• INSTRUCTIONS TO FOLLOW: When transcribing the entries, keep each one exactly as it is.

*** Opening EXTRACTED RECORDS ***

PR #4749, opened 2025-11-17
Use ulid v2

SuperQ:
Update the ulid generator library to v2.


SuperQ:
I noticed upstream Prometheus updated this library, mirror changes from https://github.com/prometheus/prometheus/pull/16168.

cluster/cluster.go
```diff
@@ -196,11 +195,7 @@ func Create(
 
 	// Generate a random name if none is provided.
 	if name == "" {
-		id, err := ulid.New(ulid.Now(), rand.New(rand.NewSource(time.Now().UnixNano())))
-		if err != nil {
-			return nil, err
-		}
-		name = id.String()
+		name = ulid.Make().String()
```
TheMeier: Is it ok to use the ulid.Make() which does panic on error here?
There is also 
```
func New(ms uint64, entropy io.Reader) (id ULID, err error) {
```

SuperQ: Sure, I can re-add the error check. I'm not sure what we do at runtime if `cluster.Create()` fails.

SuperQ:
No worries, I figure this is better after reading over the Prometheus use of the library. More consistent.

PR #4750, opened 2025-11-18
Enable modernize linter

SuperQ:
Enable the golangci-lint modernize linter.
* Add exception for the omitempty struct issue.
* Apply modernize fixes.

PR #4751, opened 2025-11-18
chore: interface{} -> any in comments

SoloJacobs:
Tiny left over from
https://github.com/prometheus/alertmanager/pull/4750

(I noticed after rebasing on @SuperQ changes)


SoloJacobs:
Hmm, I am a bit confused about this:
```
$ head api/v2/restapi/configure_alertmanager.go
// This file is safe to edit. Once it exists it will not be overwritten
```
I feel about not chaning `api/v2` anyway, so I dropped the change.

PR #4765, opened 2025-11-22
chore: gofrs/uuid -> google/uuid

SoloJacobs:
We already depend indirectly on `google/uuid`, and removing `gofrs/uuid` from our dependencies is a win. This change does not affect behaviour.


SoloJacobs:
Changed the commit message from `chore` to `refactor`, otherwise just a simple rebase.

*** Closing EXTRACTED RECORDS ***

• EXERCISE RESULT:
PR #4749, opened 2025-11-17
Use ulid v2

SuperQ:
Update the ulid generator library to v2.


SuperQ:
I noticed upstream Prometheus updated this library, mirror changes from https://github.com/prometheus/prometheus/pull/16168.

cluster/cluster.go
```diff
@@ -196,11 +195,7 @@ func Create(
 
 	// Generate a random name if none is provided.
 	if name == "" {
-		id, err := ulid.New(ulid.Now(), rand.New(rand.NewSource(time.Now().UnixNano())))
-		if err != nil {
-			return nil, err
-		}
-		name = id.String()
+		name = ulid.Make().String()
```
TheMeier: Is it ok to use the ulid.Make() which does panic on error here?
There is also 
```
func New(ms uint64, entropy io.Reader) (id ULID, err error) {
```

SuperQ: Sure, I can re-add the error check. I'm not sure what we do at runtime if `cluster.Create()` fails.

SuperQ:
No worries, I figure this is better after reading over the Prometheus use of the library. More consistent.

PR #4750, opened 2025-11-18
Enable modernize linter

SuperQ:
Enable the golangci-lint modernize linter.
* Add exception for the omitempty struct issue.
* Apply modernize fixes.

PR #4751, opened 2025-11-18
chore: interface{} -> any in comments

SoloJacobs:
Tiny left over from
https://github.com/prometheus/alertmanager/pull/4750

(I noticed after rebasing on @SuperQ changes)


SoloJacobs:
Hmm, I am a bit confused about this:
```
$ head api/v2/restapi/configure_alertmanager.go
// This file is safe to edit. Once it exists it will not be overwritten
```
I feel about not chaning `api/v2` anyway, so I dropped the change.

PR #4765, opened 2025-11-22
chore: gofrs/uuid -> google/uuid

SoloJacobs:
We already depend indirectly on `google/uuid`, and removing `gofrs/uuid` from our dependencies is a win. This change does not affect behaviour.


SoloJacobs:
Changed the commit message from `chore` to `refactor`, otherwise just a simple rebase.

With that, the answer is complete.